Offensive or even ‘blasphemous’ postings on social media is a familiar problem the world over. India too has had its share of posts that are calculated to offend, anger and disgust. However, when a Facebook post of an unknown 17-year-old boy provokes a bout of vicious rioting, it becomes necessary to look beyond the social media.
The full extent of the three days of rioting in the North 24 Parganas district of West Bengal, bordering Bangladesh, is still not known to the outside world thanks to some draconian information management by the State Government. However, from the available details it is possible to piece together the sequence of events.
First, the reaction to the offensive Facebook post led to some localised Muslim protests. Secondly, without any other provocation, this protest escalated into a wave of rioting — particularly in Basirhat town — that targeted homes and shops belonging to Hindus. Among the places vandalised were Hindu temples. That most of the local Hindus belong to OBC and Dalit communities is a detail that can be kept at the back of our minds. There was apparently no police response to the mob vandalism. Thirdly, the following morning a MlA belonging to the Trinamool Congress (TMC), directed the police into arresting some 15 men who happened to be all Hindus. There is no report of any similar action against the ringleaders of the mob violence against Hindu homes. These arrests triggered a wave of counter-mobilisation by the Hindus. The violence had by then spread beyond Basirhat to neighbouring areas and resulted in the death of a man who was said to be a RSS worker. Fourthly, the escalation and spread of communal tension prompted the administration to order more stringent policing and withdraw the TMC MlA from local political management. The situation was brought under control by the police while the blame game was played on TV channels.
On the face of it, and going by the version being put out by the TMC, the disturbances were unfortunate but not extraordinary. Indeed, the incident fits quite easily into the larger narrative of localised, small-scale tensions that will soon be forgotten and won’t acquire the notoriety of the riots of, say, Gujarat 2002, Mumbai 1993 or even Muzaffarnagar 2013. After all, only one person died in the disturbances.
It is likely that this attempt to underplay the disturbances will also be coupled by an attempt to blame the whole thing on the BJP and other Hindu organisations. It will also be linked to the attempt of the BJP to enlarge its footprint in West Bengal, as part of its eastern expansion programme. Some of the more ‘secular’ newspapers from Kolkata have already done so.

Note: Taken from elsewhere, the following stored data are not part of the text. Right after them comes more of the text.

PR #3160, opened 2018-06-08
Refractor python version checking.

hmaarrfk:
~~Developers will be knowledgeable enough to know that it isn't python2
compatible.~~

~~The wheels won't be available in pypi or conda for python 2~~

This removes a bunch of visual noise from the `__init__.py` file.

## Checklist
- [ ] Unit tests

## References

## For reviewers

  later.

### DIFF
--- a/skimage/__init__.py
+++ b/skimage/__init__.py
@@ -87,27 +87,6 @@ Newer versions of these tools avoid installing packages incompatible
 with your version of Python.
 """)
 
-if sys.version_info < (3, 5):
-    raise ImportError("""
-
-You are running scikit-image on an unsupported version of Python.
-Likely Python 2.
-
-Unfortunately, scikit-image 0.15 and above no longer work on this
-version of Python.  You therefore have two options: either upgrade to
-Python 3.5, or install an older version of scikit-image. For Python 2.7, use
-
- $ pip install 'scikit-image<0.15'
-
-Please also consider updating `pip` and `setuptools`:
-
- $ pip install pip setuptools --upgrade
-
-Newer versions of these tools avoid installing packages incompatible
-with your version of Python.
-""")
-
-
 # Logic for checking for improper install and importing while in the source
 # tree when package has not been installed inplace.
 # Code adapted from scikit-learn's __check_build module.
--- a/skimage/__init__.py
+++ b/skimage/__init__.py
@@ -87,14 +87,15 @@ Newer versions of these tools avoid installing packages incompatible
 with your version of Python.
 """)
 
-if sys.version_info < (3,):
+if sys.version_info < (3, 5):
     raise ImportError("""
 
-You are running scikit-image on Python 2.
+You are running scikit-image on an unsupported version of Python.
+Likely Python 2.
 
 Unfortunately, scikit-image 0.15 and above no longer work on this
 version of Python.  You therefore have two options: either upgrade to
-Python 3, or install an older version of scikit-image using
+Python 3.5, or install an older version of scikit-image. For Python 2.7, use
 
  $ pip install 'scikit-image<0.15'
 
--- a/skimage/__init__.py
+++ b/skimage/__init__.py
@@ -67,8 +67,8 @@ data_dir = osp.join(pkg_dir, 'data')
 
 __version__ = '0.15dev'
 
-from ._shared.version_requirements import check_python_version
-check_python_version((3, 5))
+from ._shared.version_requirements import ensure_python_version
+ensure_python_version((3, 5))
 
 # Logic for checking for improper install and importing while in the source
 # tree when package has not been installed inplace.
--- a/skimage/__init__.py
+++ b/skimage/__init__.py
@@ -75,7 +75,7 @@ Likely Python 2.
 
 Unfortunately, scikit-image 0.15 and above no longer work on this
 version of Python.  You therefore have two options: either upgrade to
-Python 3.5, or install an older version of scikit-image using
+Python 3.5, or install an older version of scikit-image. For Python 2.7, use
 
  $ pip install 'scikit-image<0.15'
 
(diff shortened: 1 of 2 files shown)


jni:
I'm -1 on this change. This will lead to a bunch of confusion for users. See [Python 3 Statement: Practicalities](https://python3statement.org/practicalities/) under "Fail early at import time". Feel free to move this into a utility function though, `assert_valid_python3_version()`. Actually we should check for Python >= 3.5, not just 3...

hmaarrfk:
Good point.

I guess I stopped reading at "Fail early at install time".

I'm just really against the 20 lines of code this adds to what is supposed to be the starting point of the code. I know people don't like looking at source, but the source is really the only reliable form of information, and python makes it really to document the source.

Maybe a 
```
from .util.check_python_version import ensure_python3
```

hmaarrfk:
@jni, see if you like this. If not, just close this PR.

You convinced me to keep this.

The other solutions would create more file pollution.

skimage/__init__.py
```diff
@@ -68,14 +68,15 @@
 __version__ = '0.15dev'
 
 
-if sys.version_info < (3,):
+if sys.version_info < (3, 5):
```
soupault: JFYI, there was a discussion on the best approach for version comparison - https://github.com/scikit-image/scikit-image/pull/2975

jni: @soupault I think that discussion is more relevant to third-party packages where the version string is less predictable than Python system versions

hmaarrfk:
@jni this is what the output looks like on a conda python2 environment:

```python
(py2) \git\scikit-image>python
Python 2.7.15 | packaged by conda-forge | (default, May  8 2018, 14:46:56) [MSC v.1500 64 bit (AMD64)] on win32
Type "help", "copyright", "credits" or "license" for more information.
>>> import skimage
  File "skimage\__init__.py", line 71, in <module>
    check_python_version((3, 5))
  File "skimage\_shared\version_requirements.py", line 28, in check_python_version
    """ % '.'.join([str(v) for v in min_version]))
ImportError:

You are running scikit-image on an unsupported version of Python.
Likely Python 2.

Unfortunately, scikit-image 0.15 and above no longer work on this
version of Python.  You therefore have two options: either upgrade to
Python 3.5, or install an older version of scikit-image. For Python 2.7, use

 $ pip install 'scikit-image<0.15'

Please also consider updating `pip` and `setuptools`:

 $ pip install pip setuptools --upgrade

Newer versions of these tools avoid installing packages incompatible
with your version of Python.

>>>
```

skimage/_shared/version_requirements.py
```diff
@@ -4,6 +4,30 @@
 import sys
 
 
+def check_python_version(min_version):
+    if not isinstance(min_version, tuple):
```
hmaarrfk: I'm impartial to this, but it helps catch the case where you don't specify the python version as a tuple, but just as an int

hmaarrfk:
Man, I didn't know that older pip didn't even check for version compatibility between python when pulling in sdist.

I had thought that this was caused by an adventurous user that just didn't listen to pip.

jni:
> this is what the output looks like

Nice! The only change that I would suggest is not to guess their version ("Likely Python 2"), and instead spell it out: "You are using Python x.x, but the latest scikit-image requires version 3.5 or higher." Python 3.4 users are unlikely but plausible.

hmaarrfk:
Yeah, I can do 

```
from platform import python_version
python_version()
```

should create a nicely formatted string.

The issue then is that the error message needs to branch:
  1. For 2.7/3/4, the last supported version is 0.14.x
  2. For other versions, please check our documentation on http://scikit-image.org/ to find the latest supported version.

jni:
@hmaarrfk oh no, no branching, just ignore <= 2.6. We dropped support for that years ago, and haven't had any complaints.

hmaarrfk:
New wording:

```
(py2) C:\Users\mark\git\scikit-image>python
Python 2.7.15 | packaged by conda-forge | (default, May  8 2018, 14:46:56) [MSC v.1500 64 bit (AMD64)] on win32
Type "help", "copyright", "credits" or "license" for more information.
>>> import skimage
  File "skimage\__init__.py", line 71, in <module>
    check_python_version((3, 5))
  File "skimage\_shared\version_requirements.py", line 30, in check_python_version
    """ % (python_version(), '.'.join([str(v) for v in min_version])))
ImportError:

You are running scikit-image on an unsupported version of Python.
Likely Python 2.

Unfortunately, scikit-image 0.15 and above no longer work with your installed
version of Python (2.7.15).  You therefore have two options: either upgrade to
Python 3.5, or install an older version of scikit-image.

For Python 2.7 or Python 3.4, use

 $ pip install 'scikit-image<0.15'

Please also consider updating `pip` and `setuptools`:

 $ pip install pip setuptools --upgrade

Newer versions of these tools avoid installing packages incompatible
with your version of Python.
```

jni:
:+1: !

@scikit-image/core just need one more OK! ;)

skimage/_shared/version_requirements.py
```diff
@@ -1,9 +1,36 @@
 from distutils.version import LooseVersion
+from platform import python_version
 import functools
 import re
 import sys
 
 
+def check_python_version(min_version):
```
soupault: How about `ensure_python_version`?

skimage/_shared/version_requirements.py
```diff
@@ -1,9 +1,36 @@
...
+    if not isinstance(min_version, tuple):
+        min_version = (min_version, )
+    if sys.version_info < min_version:
+        raise ImportError("""
+
+You are running scikit-image on an unsupported version of Python.
+Likely Python 2.
```
soupault: `Likely Python 2.` can be safely removed now, I suppose.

This denial and attempt to link the communal disturbance to electoral politics are likely to be self-defeating. For a start, the Basirhat riot is not a freak disturbance that is an aberration in a golden Bengal marked by peace and brotherhood of all communities. For the past five years or so, communal faultiness have reappeared in Bengal. There have been minor riots and hundreds of smaller incidents that have systematically vitiated the environment. The reasons have as much to do with both reality and, more important, perceptions.
To begin with, there is a growing perception among those Bengalis who identify themselves as Hindus that Mamata Banerjee has become a captive to her Muslim vote bank. This perception is roughly equivalent to that which formed around the previous Congress Government in Assam or the Muslim-Yadav tag which was a feature of the erstwhile Akhilesh Yadav administration in Uttar Pradesh. Much of this perception is a consequence of symbolism. The ban (later lifted by the courts) on Durga Puja immersions on Vijayadashami last year, the ban on Saraswati Puja in some schools this year, the appointment of a Muslim minister to head the Tarakeshwar Development Board this year and the subtle, State-approved de-Hinduisation of Bangla are just some of the issues that have begun rankling. Add to this the licence given to radical Muslim preachers and the kid glove treatment of minority criminality and it is possible to understand why communal tension in Bengal is increasing.

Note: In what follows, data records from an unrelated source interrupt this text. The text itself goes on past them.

PR #3164, opened 2018-06-08
Remove skimage.test as it was never used.

hmaarrfk:
Until  PR #3152 was merged, this function didn't actually work. Many of the build scripts just called `pytest` directly. The only one that I found that didn't call `pytest` directly was the`conda-forge` recipe,
which will be fixed when [thisPR](https://github.com/conda-forge/scikit-image-feedstock/pull/25)
is merged.

Previous comments from the omnibus PR #3147

@jni [mentionned](https://github.com/scikit-image/scikit-image/pull/3147#discussion_r193919183)
> I understand the sentiment, but I think we don't want to do this. The reason this exists is that we used to use nosetests and were bitten when it reached end-of-life. skimage.test allows us to keep the same testing syntax even if we decide to switch frameworks later on.

@jni [said](https://github.com/scikit-image/scikit-image/pull/3147#discussion_r193921324):
> also, "achieved". =P
> 
> I'm neither +1 or -1 on this btw. Running individual tests is more natural if we normalise with pytest. Just wanted to flag it since others (@soupault) have in the past preferred strongly hiding pytest (using skimage.testing.raises instead of pytest.raises, for example).

@hmaarrfk [replied]:
> @jni, I understand that the idea was to have the testing localized, but after having going through a few of the other build procedures, it seems that skimage.test was never used in the first in place.
>
> When I tried skimage.test myself a few months back, I thought I wasn't using the function correctly, but a recent PR showed me that it wasn't just me.
>
> I'm glad to go back to the old functionality, but I feel like the ship has sailed on that, even before my PR. I didn't have to change any of the other tests when I removed this function.

## Checklist
- [ ] Unit tests

## References

## For reviewers

  later.

### DIFF
--- a/doc/release/release_dev.rst
+++ b/doc/release/release_dev.rst
@@ -47,6 +47,8 @@ API Changes
   and ``skimage.transform.rescale`` has been set to ``reflect``.
 - Default value of ``anti_aliasing`` parameter in ``skimage.transform.resize``
   and ``skimage.transform.rescale`` has been set to ``True``.
+- Removed the ``skimage.test`` function. This functionality can be achieved
+  by calling ``pytest`` directly.
 
 
 Bugfixes
--- a/skimage/__init__.py
+++ b/skimage/__init__.py
@@ -88,49 +88,6 @@ with your version of Python.
 """)
 
 
-try:
-    imp.find_module('pytest')
-except ImportError:
-    def _test(doctest=False, verbose=False):
-        """This would run all unit tests, but pytest couldn't be
-        imported so the test suite can not run.
-        """
-        raise ImportError("Could not load pytest. Unit tests not available.")
-
-else:
-    def _test(doctest=False, verbose=False):
-        """Run all unit tests."""
-        import pytest
-        import warnings
-        args = ['--pyargs', 'skimage']
-        if verbose:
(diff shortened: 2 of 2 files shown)


jni:
Thanks for the summary @hmaarrfk!

I believe @NelleV, @stefanv, and @soupault were the main architects of `skimage._shared.testing`, so I will let them comment. I myself am happy to go full pytest.

hmaarrfk:
As an extra remark:

I understand that `skimage._shared.testing` served a purpose to ensure that future testing backends wouldn't require 100+ changes in the future.

This testing function does not serve that purpose though.
It only wraps one function, and the code for wrapping 1 line of code is quite literally 43 lines long.

The documentation either reads:
> To test `scikit-image` please run:
```python
import skimage; skimge.test()
```

or

> To test scikit-image, please run
```python
import pytest; pytest.main(['--pyargs', 'skimage'])
```

For developers, this adds yet an other layer of "just for scikit-image" that they must learn in order to jump on board.

emmanuelle:
I'm also in favor of removing this code.

emmanuelle:
Merging, thanks.

hmaarrfk:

What is a new development is the fact that increasingly the Hindu backlash to some of these excesses is acquiring an organised character. Whether this is due to the larger Hindu consolidation in the country or owes to the aggressive mobilisation by groups such as Hindu Samhati is worth exploring. However, the net result of this sudden Hindu counter-assertiveness fuelled by a sense of victimhood is triggering localised resistance. Political rivalry in West Bengal, ever since the 1970s, has been less than gentlemanly and is laced with violence in the localities. The communal tension has been grafted on to that unfortunate inheritance.

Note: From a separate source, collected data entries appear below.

PR #3169, opened 2018-06-09
Backport: Travis should fail on failed tests

hmaarrfk:

```
set -ex
```

## For reviewers

  later.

For Mamata Banerjee, the pro-Muslim tilt is not born of conviction but is an opportunistic response to the fact that en bloc Muslim support is a sure shot election winner. However, the emerging Hindu consolidation is complicating matters and creating divisions in the ranks of the TMC’s non-Muslim support base. The BJP has partly succeeded in ousting the left as the main opposition. But it is still a poor number two. It will remain that way as long as it is unable to combine its personification of Hindu nationalism with a more evolved approach to the other development issues confronting West Bengal. Indeed, it may be left high and dry if Mamata makes her approach to communal issues more even handed.